■ TASK DETAILS: Gather each line in the entries that includes the string "then".

___ DATA LISTING

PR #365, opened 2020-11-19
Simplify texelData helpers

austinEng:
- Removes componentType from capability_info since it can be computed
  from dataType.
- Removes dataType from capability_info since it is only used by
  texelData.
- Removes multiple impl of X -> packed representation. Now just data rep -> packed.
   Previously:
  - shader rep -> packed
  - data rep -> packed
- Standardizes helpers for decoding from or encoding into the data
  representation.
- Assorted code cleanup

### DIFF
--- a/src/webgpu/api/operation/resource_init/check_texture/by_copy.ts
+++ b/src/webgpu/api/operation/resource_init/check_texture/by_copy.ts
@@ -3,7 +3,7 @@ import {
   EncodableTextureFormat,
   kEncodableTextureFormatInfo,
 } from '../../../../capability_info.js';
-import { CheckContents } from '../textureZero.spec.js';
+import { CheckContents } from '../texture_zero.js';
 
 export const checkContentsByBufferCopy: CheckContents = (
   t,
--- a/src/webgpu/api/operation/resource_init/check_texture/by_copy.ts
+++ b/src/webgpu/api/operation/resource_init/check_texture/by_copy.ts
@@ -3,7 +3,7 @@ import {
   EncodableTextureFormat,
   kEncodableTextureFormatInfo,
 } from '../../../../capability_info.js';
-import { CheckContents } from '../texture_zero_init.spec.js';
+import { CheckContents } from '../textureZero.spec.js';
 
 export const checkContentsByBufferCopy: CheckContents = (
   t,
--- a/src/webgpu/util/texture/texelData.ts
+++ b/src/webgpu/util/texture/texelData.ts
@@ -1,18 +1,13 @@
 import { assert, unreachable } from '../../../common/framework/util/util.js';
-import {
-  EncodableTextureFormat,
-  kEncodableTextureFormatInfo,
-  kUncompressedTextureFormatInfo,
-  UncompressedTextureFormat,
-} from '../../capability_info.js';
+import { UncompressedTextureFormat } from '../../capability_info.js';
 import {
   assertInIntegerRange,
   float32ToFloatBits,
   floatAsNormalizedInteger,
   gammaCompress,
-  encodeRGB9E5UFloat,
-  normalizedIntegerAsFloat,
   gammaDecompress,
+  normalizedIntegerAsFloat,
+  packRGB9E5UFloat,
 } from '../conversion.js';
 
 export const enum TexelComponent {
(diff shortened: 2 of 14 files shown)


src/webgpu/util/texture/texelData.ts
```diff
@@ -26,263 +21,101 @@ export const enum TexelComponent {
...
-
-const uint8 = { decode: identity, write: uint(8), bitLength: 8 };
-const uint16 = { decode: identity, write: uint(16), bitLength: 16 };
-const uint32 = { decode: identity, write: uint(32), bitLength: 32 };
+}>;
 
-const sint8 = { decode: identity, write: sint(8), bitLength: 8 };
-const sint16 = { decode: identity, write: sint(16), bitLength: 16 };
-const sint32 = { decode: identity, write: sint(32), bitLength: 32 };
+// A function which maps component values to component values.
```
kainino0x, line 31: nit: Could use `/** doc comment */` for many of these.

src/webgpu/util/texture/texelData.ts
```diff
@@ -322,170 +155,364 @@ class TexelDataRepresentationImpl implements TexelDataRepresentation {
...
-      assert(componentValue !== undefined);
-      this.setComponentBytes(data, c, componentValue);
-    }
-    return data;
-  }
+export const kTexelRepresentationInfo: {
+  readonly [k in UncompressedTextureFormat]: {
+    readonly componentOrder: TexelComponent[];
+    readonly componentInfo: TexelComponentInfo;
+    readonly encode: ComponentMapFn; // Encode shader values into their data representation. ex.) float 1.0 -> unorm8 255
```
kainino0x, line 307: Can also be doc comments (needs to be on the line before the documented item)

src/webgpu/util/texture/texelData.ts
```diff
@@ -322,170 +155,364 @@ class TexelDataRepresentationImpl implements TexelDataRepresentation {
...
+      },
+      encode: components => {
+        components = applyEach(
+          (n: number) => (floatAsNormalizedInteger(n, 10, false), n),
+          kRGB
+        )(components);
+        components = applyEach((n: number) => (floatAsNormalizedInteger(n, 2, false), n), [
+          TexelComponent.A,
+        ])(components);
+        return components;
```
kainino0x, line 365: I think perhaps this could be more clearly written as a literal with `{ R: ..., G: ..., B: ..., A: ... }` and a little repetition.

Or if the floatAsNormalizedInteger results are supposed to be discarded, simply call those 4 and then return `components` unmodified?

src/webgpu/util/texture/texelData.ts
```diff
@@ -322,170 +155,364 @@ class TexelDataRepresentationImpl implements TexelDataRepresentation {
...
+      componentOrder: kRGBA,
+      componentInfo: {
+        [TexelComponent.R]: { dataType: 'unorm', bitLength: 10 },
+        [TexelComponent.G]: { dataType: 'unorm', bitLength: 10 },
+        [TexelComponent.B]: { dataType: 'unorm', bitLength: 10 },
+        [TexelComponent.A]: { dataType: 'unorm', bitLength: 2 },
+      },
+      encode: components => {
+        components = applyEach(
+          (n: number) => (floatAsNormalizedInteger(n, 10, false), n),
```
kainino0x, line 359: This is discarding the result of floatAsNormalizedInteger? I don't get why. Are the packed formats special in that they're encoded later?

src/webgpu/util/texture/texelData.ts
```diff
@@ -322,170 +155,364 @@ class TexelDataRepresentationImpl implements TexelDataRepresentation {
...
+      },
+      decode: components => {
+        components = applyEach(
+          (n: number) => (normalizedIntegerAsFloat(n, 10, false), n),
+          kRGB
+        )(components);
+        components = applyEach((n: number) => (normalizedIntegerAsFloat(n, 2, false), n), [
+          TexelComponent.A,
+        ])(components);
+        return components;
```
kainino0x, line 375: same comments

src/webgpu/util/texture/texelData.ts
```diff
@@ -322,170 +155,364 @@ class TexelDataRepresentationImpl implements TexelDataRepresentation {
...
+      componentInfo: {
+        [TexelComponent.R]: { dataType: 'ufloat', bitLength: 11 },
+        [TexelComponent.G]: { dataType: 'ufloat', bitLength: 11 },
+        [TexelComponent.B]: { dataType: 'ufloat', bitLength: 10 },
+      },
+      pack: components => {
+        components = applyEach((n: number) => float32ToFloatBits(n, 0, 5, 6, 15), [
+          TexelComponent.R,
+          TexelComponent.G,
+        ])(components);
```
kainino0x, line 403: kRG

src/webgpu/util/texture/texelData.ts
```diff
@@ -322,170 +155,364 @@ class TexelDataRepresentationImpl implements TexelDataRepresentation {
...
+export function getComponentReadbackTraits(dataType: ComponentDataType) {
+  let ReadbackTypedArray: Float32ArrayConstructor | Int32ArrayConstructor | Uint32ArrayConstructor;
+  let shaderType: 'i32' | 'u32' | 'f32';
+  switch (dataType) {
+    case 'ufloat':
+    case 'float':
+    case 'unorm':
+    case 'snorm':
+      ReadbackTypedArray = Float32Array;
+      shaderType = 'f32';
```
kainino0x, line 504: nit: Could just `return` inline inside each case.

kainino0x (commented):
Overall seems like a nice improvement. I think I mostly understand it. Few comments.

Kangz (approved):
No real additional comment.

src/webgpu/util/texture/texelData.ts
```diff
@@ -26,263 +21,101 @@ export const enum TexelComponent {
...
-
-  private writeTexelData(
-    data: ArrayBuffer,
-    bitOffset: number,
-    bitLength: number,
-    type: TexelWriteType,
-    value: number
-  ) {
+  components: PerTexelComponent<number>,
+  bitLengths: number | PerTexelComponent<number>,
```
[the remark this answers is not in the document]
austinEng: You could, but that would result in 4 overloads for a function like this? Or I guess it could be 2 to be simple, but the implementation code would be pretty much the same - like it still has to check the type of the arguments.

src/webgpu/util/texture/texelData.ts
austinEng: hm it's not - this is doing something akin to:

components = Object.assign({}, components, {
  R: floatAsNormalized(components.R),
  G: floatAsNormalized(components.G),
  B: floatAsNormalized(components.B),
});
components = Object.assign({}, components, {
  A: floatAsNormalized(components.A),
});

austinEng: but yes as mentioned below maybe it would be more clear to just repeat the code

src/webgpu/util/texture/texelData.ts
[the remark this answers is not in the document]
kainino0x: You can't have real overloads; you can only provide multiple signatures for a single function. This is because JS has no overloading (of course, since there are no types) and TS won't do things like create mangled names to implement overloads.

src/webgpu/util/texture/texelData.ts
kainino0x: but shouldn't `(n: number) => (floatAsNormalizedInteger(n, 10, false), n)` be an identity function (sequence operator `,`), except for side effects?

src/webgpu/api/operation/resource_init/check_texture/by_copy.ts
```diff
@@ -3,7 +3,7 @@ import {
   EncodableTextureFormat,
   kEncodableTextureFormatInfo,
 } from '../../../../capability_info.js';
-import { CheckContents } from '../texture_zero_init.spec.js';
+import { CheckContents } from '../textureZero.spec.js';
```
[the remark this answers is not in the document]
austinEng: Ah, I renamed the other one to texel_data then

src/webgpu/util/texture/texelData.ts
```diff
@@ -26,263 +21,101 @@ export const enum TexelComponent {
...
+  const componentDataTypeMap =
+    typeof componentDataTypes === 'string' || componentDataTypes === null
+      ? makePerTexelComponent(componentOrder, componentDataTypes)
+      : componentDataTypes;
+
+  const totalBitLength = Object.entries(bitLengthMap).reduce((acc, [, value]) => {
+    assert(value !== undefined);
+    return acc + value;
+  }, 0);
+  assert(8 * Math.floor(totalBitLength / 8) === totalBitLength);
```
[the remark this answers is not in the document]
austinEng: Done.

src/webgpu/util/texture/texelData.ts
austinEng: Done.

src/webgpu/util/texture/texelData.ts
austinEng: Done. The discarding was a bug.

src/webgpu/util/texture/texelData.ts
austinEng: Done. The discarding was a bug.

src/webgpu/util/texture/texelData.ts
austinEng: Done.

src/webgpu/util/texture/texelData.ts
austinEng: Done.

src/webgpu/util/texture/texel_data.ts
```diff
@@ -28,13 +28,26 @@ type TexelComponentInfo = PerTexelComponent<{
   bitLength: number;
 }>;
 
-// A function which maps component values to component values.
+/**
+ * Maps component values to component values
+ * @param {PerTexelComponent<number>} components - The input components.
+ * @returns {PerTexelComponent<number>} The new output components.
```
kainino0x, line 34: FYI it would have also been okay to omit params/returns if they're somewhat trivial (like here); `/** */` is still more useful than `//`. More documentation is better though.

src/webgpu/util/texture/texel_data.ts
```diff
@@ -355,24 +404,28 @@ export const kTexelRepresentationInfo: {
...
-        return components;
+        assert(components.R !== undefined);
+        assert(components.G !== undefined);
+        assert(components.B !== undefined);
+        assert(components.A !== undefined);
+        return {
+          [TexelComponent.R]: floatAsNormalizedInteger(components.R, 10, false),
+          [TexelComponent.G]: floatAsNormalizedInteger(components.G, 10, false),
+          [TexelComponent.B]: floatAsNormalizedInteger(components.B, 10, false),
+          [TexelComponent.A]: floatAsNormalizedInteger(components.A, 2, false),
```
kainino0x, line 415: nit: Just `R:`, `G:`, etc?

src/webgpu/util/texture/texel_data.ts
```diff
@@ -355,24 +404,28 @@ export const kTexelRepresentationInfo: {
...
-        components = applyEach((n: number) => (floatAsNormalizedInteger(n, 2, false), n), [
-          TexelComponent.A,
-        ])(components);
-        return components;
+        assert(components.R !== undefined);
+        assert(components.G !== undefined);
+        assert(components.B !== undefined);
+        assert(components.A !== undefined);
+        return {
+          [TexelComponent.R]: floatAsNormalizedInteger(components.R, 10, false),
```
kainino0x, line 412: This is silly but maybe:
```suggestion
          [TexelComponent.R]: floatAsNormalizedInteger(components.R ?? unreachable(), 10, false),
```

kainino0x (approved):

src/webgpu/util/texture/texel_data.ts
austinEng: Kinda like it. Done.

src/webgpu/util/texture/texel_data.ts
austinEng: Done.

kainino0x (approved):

______

■ REPLY:
Or if the floatAsNormalizedInteger results are supposed to be discarded, simply call those 4 and then return `components` unmodified?
austinEng: Ah, I renamed the other one to texel_data then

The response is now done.